PR #321, opened 2018-03-19
Removing incompativle environment variable usage.

aequasi:
| Q             | A
| ------------- | ---
| License       | MIT


aequasi:
The way we were doing it never worked, just defaulting to array now, letting the user change it normally if they want. Doesn't need to be an environment variable.

PR #322, opened 2018-03-20
Add 1.5 version for Roukmoute Hashids bundle

roukmoute:
| Q             | A
| ------------- | ---
| License       | MIT

Valid for flex `^4.0`


Nyholm:
Thank you for this PR. I see that it is exactly that same recipe as for version 1.4. There is no need to add a recipe like this if nothing changed. 

Users that download 1.5 of your bundle will be able to use the 1.4 recipe. That is even true for users downloading 2.1. 

Im going to close this PR. If I missed something, please tell me and I'll be happy to open it again.

PR #326, opened 2018-03-23
Doctrine PHPCR dbal Pack

ElectricMaxxx:
start on working to get the doctrine-phpcr-dbal-pack running

| Q             | A
| ------------- | ---
| License       | MIT


ElectricMaxxx:
selection_205
uhh it looks the way we want it. yea.

But i am really unsure if i used the correct solution. @fabpot @nicolas-grekas should i create a pack instead? do i have the chance to create a pack in contrib section?

@dbu what do you think?

ElectricMaxxx:
The travis build fails, as `doctrine/phpcr-odm` isn't stable yet.

ElectricMaxxx:
@Nyholm this would be the follow up i said: https://github.com/symfony/recipes-contrib/pull/327

ElectricMaxxx:
@Nyholm having that modifying in head i would have one proposasal for flex: insteand of simply copying the config, we should start merging them in a kind of builder like we do in prepare method of our bundle extension. Just for the case we need it.

stof:
bundles are already merging the semantic config coming from multiple files (and they can control how the merging is done thanks to the Config component). I'm not sure we should try to have Flex doing a similar thing (which would break removal too)

doctrine/phpcr-dbal-symfony-pack/1.0/config/packages/doctrine_phpcr_dbal.yaml
```diff
@@ -0,0 +1,25 @@
...
+                nodes: doctrine_cache.providers.phpcr_nodes
+            parameters:
+                jackalope.check_login_on_server: false
+        workspace: '%env(PHPCR_WORKSPACE)%'
+        username: '%env(PHPCR_USER)%'
+        password: '%env(PHPCR_PASSWORD)%'
+    # enable the ODM layer
+    odm:
+        auto_mapping: true
+        auto_generate_proxy_classes: true'
```
covex-nn: Extra quotation mark

doctrine/phpcr-dbal-symfony-pack/1.0/manifest.json
```diff
@@ -0,0 +1,16 @@
+{
+    "bundles": {
+        "Doctrine\\Bundle\\DoctrineBundle\\DoctrineBundle": ["all"],
```
stof: this is wrong. You should not register bundles from other packages. The recipes of these other packages will already handle it (and this might cause issues with double-registration, or broken unregistration on removal)

ElectricMaxxx: you are right

Nyholm:
What is the status of this PR?

ElectricMaxxx:
@nyholm i will have a look for the red stuff, should be green as the bundle gone stable last week.

covex-nn:

ElectricMaxxx:
can somebody re run the tests please?

fabpot:
@ElectricMaxxx Done

ElectricMaxxx:
Thanks @fabpot ! @stof it looks green now, anything to add?

PR #327, opened 2018-03-23
Symfony CMF dbal Implementation

ElectricMaxxx:
create pack for symfony-cmf using doctrine phpcr with its dbal implem…entation

| Q             | A
| ------------- | ---
| License       | MIT

would fix: https://github.com/symfony-cmf/symfony-cmf/issues/259


symfony-cmf/cmf-phpcr-dbal-pack/1.0/config/packages/cmf_phpcr_dbal.yaml
```diff
@@ -0,0 +1,24 @@
+framework:
```
Nyholm: You should not add config for other bundles.

symfony-cmf/cmf-phpcr-dbal-pack/1.0/config/packages/cmf_phpcr_dbal.yaml
```diff
@@ -0,0 +1,24 @@
...
+    dynamic:
+        persistence:
+            phpcr:
+                enabled: true
+
+cmf_content:
+    persistence:
+        phpcr: ~
+
+cmf_core:
```
Nyholm: Why can't you put this is a symfony-cmf/core-bundle recipe?

dbu: the idea is to have one pack for all the cmf things. is that the wrong approach?

should we have packs for each bundle and then a meta-pack that requires all the other packs?

symfony-cmf/cmf-phpcr-dbal-pack/1.0/config/packages/cmf_phpcr_dbal.yaml
```diff
@@ -0,0 +1,24 @@
...
+    multilang:
+        locales: [en,de]
```
dbu: this looks more like a demo example than a most common configuration. i think the pack should provide a minimal useful configuration, not contain demo things. as its an important feature, it could be there but commented out with some short explanation. afaik that is ok for recipies to provide commented out examples for the most important things.

dbu:
does this depend on #326, or how is phpcr set up?

symfony-cmf/cmf-phpcr-dbal-pack/1.0/config/packages/cmf_phpcr_dbal.yaml
Nyholm: One pack to rule them all... Are the bundles to tightly coupled together? Say that I only want to install cmf-core, shouldn't I get some help from a recipe?

symfony-cmf/cmf-phpcr-dbal-pack/1.0/config/packages/cmf_phpcr_dbal.yaml
Nyholm: >  i think the pack should provide a minimal useful configuration

Yes

> afaik that is ok for recipies to provide commented out examples for the most important things.

Generally no. I would rather see a link to some documentation. In rare cases I make exceptions, say when there is mandatory to add some config but the exact value is impossible to guess.

symfony-cmf/cmf-phpcr-dbal-pack/1.0/config/packages/cmf_phpcr_dbal.yaml
ElectricMaxxx: it would be easier, when all other bundles would require `core-bundle` as a base container, which serves the dependencies. But that isn't. And hiding the the dependencies and the recipe in a package isn't that clean i think.

symfony-cmf/cmf-phpcr-dbal-pack/1.0/config/packages/cmf_phpcr_dbal.yaml
ElectricMaxxx: So i would eventually point this one to an parameter array which is empty here.

ElectricMaxxx: So i would eventually point this one to an parameter array which is empty here.

symfony-cmf/cmf-phpcr-dbal-pack/1.0/config/packages/cmf_phpcr_dbal.yaml
dbu: most bundles depend on core-bundle being present, and that is modeled in composer.json - but from that, CmfCoreBundle is not instantiated in the kernel. afaik those bundles do not require services from core-bundle however, just php code.

the core-bundle handles sharing some configuration that is relevant for all cmf bundles through prepend. 

thus, separate packs would work. i just feel often you want all the main cmf bundles to have a more complete thing. can packs depend on other packs? then we could have separate packs for each bundle and this pack bring them all together.

ElectricMaxxx:
@Nyholm anything more i can do?

symfony-cmf/routing-bundle/2.0/config/packages/cmf_routing_bundle.yaml
```diff
@@ -1,11 +0,0 @@
-# Read the documentation: https://symfony.com/doc/master/cmf/bundles/routing/configuration.html
```
Nyholm: Why is the config for routing bundle removed in this PR?

PR #328, opened 2018-03-25
Added recipe for Buzz

Nyholm:
| Q             | A
| ------------- | ---
| License       | MIT

Note, version 0.17 is not released yet.

### DIFF
--- a/kriswallsmith/buzz/0.17/config/packages/buzz.yaml
+++ b/kriswallsmith/buzz/0.17/config/packages/buzz.yaml
@@ -1,6 +1,5 @@
 # Read more about client options at: https://github.com/kriswallsmith/Buzz/blob/master/doc/client.md
 services:
-
     # Clients
     Buzz\Client\Curl:
         arguments:
--- a/kriswallsmith/buzz/0.17/config/packages/buzz.yaml
+++ b/kriswallsmith/buzz/0.17/config/packages/buzz.yaml
@@ -3,7 +3,7 @@ services:
     _defaults:
         public: false
 
-    # Tell the auto wire system to use "FuleGetContents" client as default client.
+    # Tell the auto wire system to use "FileGetContents" client as default client.
     Buzz\Client\BuzzClientInterface: '@Buzz\Client\FileGetContents'
 
     # Clients
--- a/kriswallsmith/buzz/0.17/config/packages/buzz.yaml
+++ b/kriswallsmith/buzz/0.17/config/packages/buzz.yaml
@@ -1,5 +1,8 @@
 # Read more about client options at: https://github.com/kriswallsmith/Buzz/blob/master/doc/client.md
 services:
+    _defaults:
+        public: false
+
     # Clients
     Buzz\Client\Curl:
         arguments:
--- a/kriswallsmith/buzz/0.17/config/packages/buzz.yaml
+++ b/kriswallsmith/buzz/0.17/config/packages/buzz.yaml
@@ -31,3 +31,5 @@ services:
 
     Buzz\Middleware\LoggerMiddleware:
         arguments: ['@?logger']
+        tags:
+            - { name: monolog.logger, channel: buzz }
--- a/kriswallsmith/buzz/0.17/config/packages/buzz.yaml
+++ b/kriswallsmith/buzz/0.17/config/packages/buzz.yaml
@@ -4,6 +4,7 @@ services:
         public: false
 
     # Tell the auto wire system to use "FileGetContents" client as default client.
+    # Set this to any of the other clients below (e.g. Curl or MultiCurl) to use a different default client.
     Buzz\Client\BuzzClientInterface: '@Buzz\Client\FileGetContents'
 
     # Clients
--- a/kriswallsmith/buzz/0.17/config/packages/buzz.yaml
+++ b/kriswallsmith/buzz/0.17/config/packages/buzz.yaml
@@ -1,0 +1,28 @@
+# Read more about client options at: https://github.com/kriswallsmith/Buzz/blob/master/doc/client.md
+services:
+
+    # Clients
+    Buzz\Client\Curl:
+        arguments:
+            - timeout: 10
+
+    Buzz\Client\FileGetContents:
+        arguments:
+            - timeout: 10
+
+    Buzz\Client\MultiCurl:
+        arguments:
+            - timeout: 10
+
+    # Browser
+    Buzz\Browser:
+        arguments: ['@Buzz\Client\Curl']
+        calls:
+            - ['addMiddleware', ['@Buzz\Middleware\ContentLengthMiddleware']]
+            - ['addMiddleware', ['@Buzz\Middleware\LoggerMiddleware']]
+
+    # Middlewares
+    Buzz\Middleware\ContentLengthMiddleware: ~
+
+    Buzz\Middleware\LoggerMiddleware:
+        arguments: ['@?logger']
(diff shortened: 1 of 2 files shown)


Nyholm:

kriswallsmith/buzz/0.17/config/packages/buzz.yaml
```diff
@@ -0,0 +1,27 @@
+# Read more about client options at: https://github.com/kriswallsmith/Buzz/blob/master/doc/client.md
+services:
```
stof: the file should have defaults to make services private

kriswallsmith/buzz/0.17/config/packages/buzz.yaml
```diff
@@ -0,0 +1,27 @@
...
+    # Clients
+    Buzz\Client\Curl:
+        arguments:
+            - timeout: 10
+
+    Buzz\Client\FileGetContents:
```
stof: should all these classes be available for autowiring ? If no, you should rather give these another name.

stof:
Btw, should we actually create services for all clients ?

kriswallsmith/buzz/0.17/config/packages/buzz.yaml
Nyholm: Yeah. I think so. One may only be interested in using clients.

Nyholm:
I think all clients should be registered as a service. I cannot decide what client that is "preferred" and there is no "cost" of register clients as services.

Nyholm:
Thank you for the review. I've updated the recipe

kriswallsmith/buzz/0.17/config/packages/buzz.yaml
Nyholm: Fixed

kriswallsmith/buzz/0.17/config/packages/buzz.yaml
stof: but then, they should still typehint the client interface, not specific implementation. currently, the interface is not autowirable here, while implementations are.

kriswallsmith/buzz/0.17/config/packages/buzz.yaml
```diff
@@ -0,0 +1,30 @@
...
+        arguments:
+            - timeout: 10
+
+    Buzz\Client\MultiCurl:
+        arguments:
+            - timeout: 10
+
+    # Browser
+    Buzz\Browser:
+        arguments: ['@Buzz\Client\Curl']
```
stof: I would add a comment before this line to explain how to switch client (or before the client interface alias in case you create one to select the client)

kriswallsmith/buzz/0.17/config/packages/buzz.yaml
```diff
@@ -0,0 +1,30 @@
...
+        calls:
+            - ['addMiddleware', ['@Buzz\Middleware\ContentLengthMiddleware']]
+            - ['addMiddleware', ['@Buzz\Middleware\LoggerMiddleware']]
+
+    # Middlewares
+    Buzz\Middleware\ContentLengthMiddleware: ~
+
+    Buzz\Middleware\LoggerMiddleware:
+        arguments: ['@?logger']
```
stof: what about adding the `monolog.logger` tag to log in a dedicated channel (`buzz` looks like a sensible default) instead of the default `app` one ? It will not hurt when using the fallback logger rather than MonologBundle.

stof:
@Nyholm the drawback of using the recipe to configure services rather than updating the BuzzBundle is that you cannot provide tag-based registering of middleware (which could be autoconfigured too). Not sure whether it is worth it though.

kriswallsmith/buzz/0.17/config/packages/buzz.yaml
Nyholm: That is an excellent idea. Thanks!

kriswallsmith/buzz/0.17/config/packages/buzz.yaml
Nyholm: So many great suggestions. Of course we should!

Nyholm:
> @Nyholm the drawback of using the recipe to configure services rather than updating the BuzzBundle is that you cannot provide tag-based registering of middleware (which could be autoconfigured too). Not sure whether it is worth it though.

You are correct. I cannot specify container injection tags without a bundle. But Im not sure I would like to have it though. We do not use it with HTTPlug bundle becuase it is rare (or is it?) that you would like the same middleware/plugin on all clients.

However, I do not plan to create (or maintain) a BuzzBundle. The already awesome HTTPlugBundle is compatible with Buzz. Or.. to be strict, it is Buzz that is compatible with HTTPlugBundle.

kriswallsmith/buzz/0.17/config/packages/buzz.yaml
```diff
@@ -0,0 +1,35 @@
+# Read more about client options at: https://github.com/kriswallsmith/Buzz/blob/master/doc/client.md
+services:
+    _defaults:
+        public: false
+
+    # Tell the auto wire system to use "FuleGetContents" client as default client.
```
stof: typo in the comment

kriswallsmith/buzz/0.17/config/packages/buzz.yaml
```diff
@@ -0,0 +1,35 @@
...
+    Buzz\Client\BuzzClientInterface: '@Buzz\Client\FileGetContents'
+
+    # Clients
+    Buzz\Client\Curl:
```
stof: I would not use class names as service ids for the client implementation, so that only the interface can be autowired.

kriswallsmith/buzz/0.17/config/packages/buzz.yaml
```diff
@@ -0,0 +1,35 @@
+# Read more about client options at: https://github.com/kriswallsmith/Buzz/blob/master/doc/client.md
+services:
+    _defaults:
+        public: false
+
+    # Tell the auto wire system to use "FuleGetContents" client as default client.
+    Buzz\Client\BuzzClientInterface: '@Buzz\Client\FileGetContents'
```
stof: the previous version of the PR was using Curl as default implementation. Was it expected to change ?

kriswallsmith/buzz/0.17/config/packages/buzz.yaml
Nyholm: But what if you really want a specific client? Say that for some requests you want the MultiCurl and for some you want normal Curl... 

Is there any performance issues in using class names as I do?

kriswallsmith/buzz/0.17/config/packages/buzz.yaml
Nyholm: Good question. If I do `new Browser()` I will get `FileGetContents` as client. I thought the service definition should be the same. 

I think we use `FileGetContents` because that one "will always work". Curl has a dependency on a PHP extension.

kriswallsmith/buzz/0.17/config/packages/buzz.yaml
Nyholm: Fixed!

stof:
> Do you want me to update the middlewares as well?

well, middlewares are very unlikely to get typehinted in user code, so the argument about pushing towards best practices does not qualify here. The argument about cleaning the list of autowirable types still holds though.
I'm not strong on this change. @weaverryan what do you think ?

Nyholm:
I do only use auto wring for Browser and the BuzzClientInterface.

Im ready for a new review

Nyholm:
Thank you for the review

PR #329, opened 2018-03-27
Added nyholm/psr7

Nyholm:
| Q             | A
| ------------- | ---
| License       | MIT

@stof Is this okey to "claim" all these Httplug and PSR (or soon to be PSR) interfaces. 

@dbu and @xabbuh might also be interested to see this.

### DIFF
--- a/nyholm/psr7/0.3/config/packages/nyholm_psr7.yaml
+++ b/nyholm/psr7/0.3/config/packages/nyholm_psr7.yaml
@@ -1,0 +1,30 @@
+# Read more about client options at: https://github.com/kriswallsmith/Buzz/blob/master/doc/client.md
+services:
+    _defaults:
+        public: false
+
+    # Register services for auto wire
+    Interop\Http\Factory\RequestFactoryInterface: '@nyholm.psr7.message_factory'
+    Interop\Http\Factory\ResponseFactoryInterface: '@nyholm.psr7.message_factory'
+    Http\Message\MessageFactory: '@nyholm.psr7.message_factory'
+    Interop\Http\Factory\ServerRequestFactoryInterface: '@nyholm.psr7.server_request_factory'
+    Http\Message\StreamFactory: '@nyholm.psr7.stream_factory'
+    Interop\Http\Factory\StreamFactoryInterface: '@nyholm.psr7.stream_factory'
+    Interop\Http\Factory\UploadedFileFactoryInterface: '@nyholm.psr7.uploaded_file_factory'
+    Http\Message\UriFactory: '@nyholm.psr7.uri_factory'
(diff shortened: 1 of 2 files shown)


stof:
hmm, claiming them as soon as this implementation is installed might cause issues, especially in case some libraries are forcing to use this implementation (Buzz 0.17 for instance).

And claiming the HTTPlug ones would create conflicts with HTTPlugBundle (as these claims would likely win over the bundle, breaking the fact that the bundle provides configuration for them)

Nyholm:
Yeah, I felt it could be kind of dangerous or lead to unwanted behaviors. 

For users that only have `nyholm/psr7` installed they would obviously like to add autowiring. That is why I leave these in the config.

Nyholm:
I usually ask people not to have config in docs like this. I want to argue that it makes sense it this case... 

@stof could give your opinion/review?

nyholm/psr7/0.3/config/packages/nyholm_psr7.yaml
```diff
@@ -0,0 +1,32 @@
+# Read more about client options at: https://github.com/kriswallsmith/Buzz/blob/master/doc/client.md
```
stof: this doc link looks wrong. It goes to a different package.

Nyholm: Thank you. Copy/paste error

nyholm/psr7/0.3/config/packages/nyholm_psr7.yaml
```diff
@@ -0,0 +1,31 @@
...
+    ## Register nyholm/psr7 services for autowiring with Interop\Http
+    #Interop\Http\Factory\RequestFactoryInterface: '@nyholm.psr7.message_factory'
+    #Interop\Http\Factory\ResponseFactoryInterface: '@nyholm.psr7.message_factory'
+    #Interop\Http\Factory\ServerRequestFactoryInterface: '@nyholm.psr7.server_request_factory'
+    #Interop\Http\Factory\StreamFactoryInterface: '@nyholm.psr7.stream_factory'
+    #Interop\Http\Factory\UploadedFileFactoryInterface: '@nyholm.psr7.uploaded_file_factory'
+    #Interop\Http\Factory\UriFactoryInterface: '@nyholm.psr7.uri_factory'
+
+    ## Register nyholm/psr7 services for autowiring with HTTPlug
+    #Http\Message\MessageFactory: '@nyholm.psr7.message_factory'
```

_ _ _ _ _ _ _

**Exercise requirements**
Pull every line with the string "different" from the data above.

**Solution for this task**
+    # Set this to any of the other clients below (e.g. Curl or MultiCurl) to use a different default client.
stof: this doc link looks wrong. It goes to a different package.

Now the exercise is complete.